__Exercise aim__
When the string "futil" occurs in a line of the records, show that line.

__Exercise materials__
PR #380, opened 2020-02-04
futil import fixes

ltchris:
From the 2.7.1 update [here](https://github.com/smartprocure/contexture-react/blob/ddf47ad6fc476fcea05bb77dffc7d8f3b197b12f/CHANGELOG.mdx#271) and [the commits](https://github.com/smartprocure/contexture-react/commit/c8c8b2d9464bc09697e64e9dcb0a809f090111db), it looks like these were missed when making the transition from `futil-js` to `futil`.

### DIFF
--- a/src/exampleTypes/FacetSelect.js
+++ b/src/exampleTypes/FacetSelect.js
@@ -1,5 +1,5 @@
 import React from 'react'
-import F from 'futil-js'
+import F from 'futil'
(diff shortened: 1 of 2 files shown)


daedalus28:
Thanks for the contribution! I merged this into the memory table branch that’s about to get merged so you don’t need to do a version bump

__Solution to the exercise__
futil import fixes
From the 2.7.1 update [here](https://github.com/smartprocure/contexture-react/blob/ddf47ad6fc476fcea05bb77dffc7d8f3b197b12f/CHANGELOG.mdx#271) and [the commits](https://github.com/smartprocure/contexture-react/commit/c8c8b2d9464bc09697e64e9dcb0a809f090111db), it looks like these were missed when making the transition from `futil-js` to `futil`.
-import F from 'futil-js'
+import F from 'futil'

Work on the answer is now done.